A PRISONER serving a life sentence after being convicted of the drug-fuelled murder of a Sunderland policeman has won a High Court fight with the Ministry of Justice.
Paul Weddle was jailed in 1994 for the murder of Sergeant Bill Forth.
High on a cocktail of drink and drugs, he beat the Wearside officer with a fence post before repeatedly stabbing him.
A judge at Teesside Crown Court jailed Weddle, then 26, for life and ordered he must serve a minimum of 25 years.
But yesterday at the High Court, Weddle claimed Justice Secretary Chris Grayling was failing to provide him with the “means to demonstrate reduced risk,” so that he could progress to a lower security category.
Lawyers representing Mr Grayling disputed the claim, but a High Court judge ruled in Weddle’s favour.
Weddle said Mr Grayling was failing to provide courses in prison through which he could demonstrate “reduced risk”.
Mr Justice Cranston agreed.
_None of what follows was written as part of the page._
PR #815, opened 2023-02-25
ENH: Add `ElastixLogLevel` to the ITK interface

N-Dekker:
Added `GetLogLevel` and `SetLogLevel` member functions to both `itk::ElastixRegistrationMethod` and `itk::TransformixFilter`, allowing the user to reduce the amount of logging from elastix and transformix, both to the log file and the console (standard output).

He said there were no “rehabilitative courses” available to enable Weddle to address his “use of extreme violence”.
And he said Mr Grayling had failed to provide “other means” by which Weddle could demonstrate a reduced risk.
“The Secretary of State requires him to address his use of extreme violent offending but at the same time is effectively withholding the means by which he can do that,” said the judge.
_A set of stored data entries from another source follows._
PR #822, opened 2023-03-01
Rename "MyStandardResampler" to "DefaultResampler"

N-Dekker:
Denis (@dpshamonin) suggested me to rename "MyStandardResampler" to something like "DefaultResampler".

"DefaultResampler" sounds more professional than "MyStandardResampler", and it appears more consistent with other elastix component names. (None of them start with "My".)

Note that `elxGetClassName()` already returns "DefaultResampler" (which is the name as it appears in parameter files), and it has been doing so for decades, looking at a commit from 2004:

“The claimant succeeds in his claim. I have no doubt that the Secretary of State will address the matter with the necessary expedition.”
Sgt Forth, a father-of-two from Fence Houses, had been attending a domestic incident in Gateshead at 11pm on March 20, 1993.
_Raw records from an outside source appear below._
Issue #756, opened 2022-11-16
Executable progress indication appears suppressed on Windows


N-Dekker:
The following logic does not seem to work on Windows: 

https://github.com/SuperElastix/elastix/blob/cf02734f11d0fc3b7e08bb140beca4f019cdaeab/Core/elxProgressCommand.cxx#L39-L46

See https://godbolt.org/z/vTEr9nfs3
```

#include <iostream>

int main()
{
    int currentPos = std::cout.tellp(); 
    std::cout << "currentPos = " << currentPos << '\n';
    return currentPos;
}

```

Output:

> Program returned: 0
> currentPos = 0

Even though Stack Overflow suggests that it should be -1: [why does cout.tellp always return -1?](https://stackoverflow.com/questions/11166398/why-does-cout-tellp-always-return-1), and [Discrimination between file and console streams](https://stackoverflow.com/questions/18081392/discrimination-between-file-and-console-streams)

The consequence is that the progress indicator won't appear on Windows.

N-Dekker:
@mstaring Do you possibly remember, is this a known problem? I see you introduces this `tellp()` logic _(Check if the output of the stream is a console)_ with commit 5a1b41eb9d46f741b986ccbbf683c105fa258b57

N-Dekker:
It was suggested (by Andrew Marlow at the accu-general mailing list, as well as by other replies at https://stackoverflow.com/questions/18081392/discrimination-between-file-and-console-streams) to use `isatty` instead:

- https://learn.microsoft.com/en-us/cpp/c-runtime-library/reference/isatty?view=msvc-160
- https://pubs.opengroup.org/onlinepubs/009695299/functions/isatty.html

N-Dekker:
@mstaring @stefanklein Looking at

https://github.com/SuperElastix/elastix/blob/cf02734f11d0fc3b7e08bb140beca4f019cdaeab/Core/elxProgressCommand.cxx#L41-L42

Doesn't `xl::xout["coutonly"].GetCOutputs().find("cout")->second` always just return a pointer to `std::cout`, by definition? If so, why not just use `std::cout` directly?

"coutonly" is initialized in `elastix::xoutSetup`, at:

https://github.com/SuperElastix/elastix/blob/cf02734f11d0fc3b7e08bb140beca4f019cdaeab/Core/Kernel/elxElastixMain.cxx#L97-L113

stefanklein:
[...]

PR #826, opened 2023-03-04
Show progress percentage only when requested by user

N-Dekker:
Until now, during a time consuming process, the progress percentage was shown _only_ by elastix/transformix executables, not by the library. Moreover, it was then _only_ shown if `std::cout.tellp()` would return -1. The return value of `std::cout.tellp()` appears platform dependent, and it does not really tell if showing the progress percentage is desirable. For details, see issue #756 "Executable progress indication appears suppressed on Windows".

This pull request proposes to add an extra `bool` flag to our `elx::log` class which specifies whether the user wants to see a progress percentage.

It extends the executable interface with an option `-progress on`, and it adds `ShowProgressPercentageOn`/`Off` member functions to the ITKElastix/library interface. By default, the progress percentage is _not_ shown (which was the behavior on Windows until now anyway).

### DIFF
--- a/Components/Optimizers/AdaGrad/elxAdaGrad.hxx
+++ b/Components/Optimizers/AdaGrad/elxAdaGrad.hxx
@@ -780,9 +780,9 @@ AdaGrad<TElastix>::SampleGradients(const ParametersType & mu0, double perturbati
   } // end if NewSamplesEveryIteration.
 
   /** Prepare for progress printing. */
-  const auto progressObserver = BaseComponent::IsElastixLibrary()
-                                  ? nullptr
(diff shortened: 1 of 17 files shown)


N-Dekker:
FYI, A more fancy progress monitor was proposed to spdlog, but rejected: issue https://github.com/gabime/spdlog/issues/854 and https://github.com/gabime/spdlog/issues/1030 by [Elmar Pruesse](https://github.com/epruesse)

N-Dekker:
Closed: abandoned, as it is superseded by pull request #832 _Support "ShowProgressPercentage" parameter (false by default)_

While separated from colleague Pc Bill Hay, Sgt Forth was stabbed eight times with a sheath knife, including one wound to the heart. Weddle also beat the officer with a piece of fence.
A judge imposed a life sentence with a 25-year minimum term.
Weddle is due to become eligible for parole in 2018, the High Court heard.
“At the time of the murder he was under the influence of alcohol and other substances, including Temazepan,” said Mr Justice Cranston.
“On his account he has never been able to recall either the murder itself or the event immediately surrounding it.”
A Ministry of Justice spokesman said later: “We are studying the terms of the judgment and have indicated our intention to seek leave to appeal.”
Juliet Lyon, director of the Prison Reform Trust, added: “Prison is the right place for serious and violent offenders, but it must be a place of rehabilitation not just a warehouse.
“Far too often in the Catch 22 of our overcrowded jails, people are expected to address their offending behaviour and reduce risk without any means to do so.”
Sgt’s Forth’s mother, Noreen, continued to live in Fence Houses, where there is a memorial park to her son, until her death in 2010 at the age of 90.
Philip English, who was jointly convicted of the murder of Sgt Forth, had his conviction quashed in July 1997.
Just 15 years old when he was detained at Her Majesty’s pleasure under the “joint enterprise” rule, English had been involved on the assault on Sgt Forth but was under arrest and 100 yards away when the officer was fatally stabbed by Weddle.
Sgt Forth’s widow, Gill Merrin, publicly criticised the decision, saying that at the time her late husband had been “let down by the British justice system”.